#### Exercise:
Copy exactly the lines from the one containing "andreogle, line 32: Why" through the last line of the records, both included, and nothing more.

☆ ☆ ☆ ☆

PR #597, opened 2021-10-04
Fix long arguments casing for CLIs 

amarthadan:
Issue [AN-228](https://api3dao.atlassian.net/browse/AN-228)

### DIFF
--- a/packages/deployer/package.json
+++ b/packages/deployer/package.json
@@ -29,7 +29,7 @@
     "dotenv": "^10.0.0",
     "ethers": "^5.4.5",
     "lodash": "^4.17.21",
-    "ora": "^6.0.1",
+    "ora": "^5.4.1",
     "yargs": "^17.0.1"
   },
   "devDependencies": {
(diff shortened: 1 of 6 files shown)


packages/deployer/package.json
```diff
@@ -29,7 +29,7 @@
     "dotenv": "^10.0.0",
     "ethers": "^5.4.5",
     "lodash": "^4.17.21",
-    "ora": "^6.0.1",
+    "ora": "^5.4.1",
```
andreogle, line 32: Why the downgrade here? I updated this recently with dependabot https://github.com/api3dao/airnode/pull/594/files

Siegrift: @amarthadan mentioned that it broke the deployer package (but this could have been in a seprate PR to avoid confusion).

Siegrift (approved):

packages/deployer/package.json
andreogle: Ah sorry about that. I wasn't aware

amarthadan: @andreogle I mentioned it in the commit message :slightly_smiling_face: `ora` is now supporting only EMS modules and our current TS configuration doesn't transpile to that. So, I figured it's better to downgrade the not that important dependency instead of changing our TS configuration :smile:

☆ ☆ ☆ ☆

#### Reply to the exercise:
andreogle, line 32: Why the downgrade here? I updated this recently with dependabot https://github.com/api3dao/airnode/pull/594/files

Siegrift: @amarthadan mentioned that it broke the deployer package (but this could have been in a seprate PR to avoid confusion).

Siegrift (approved):

packages/deployer/package.json
andreogle: Ah sorry about that. I wasn't aware

amarthadan: @andreogle I mentioned it in the commit message :slightly_smiling_face: `ora` is now supporting only EMS modules and our current TS configuration doesn't transpile to that. So, I figured it's better to downgrade the not that important dependency instead of changing our TS configuration :smile:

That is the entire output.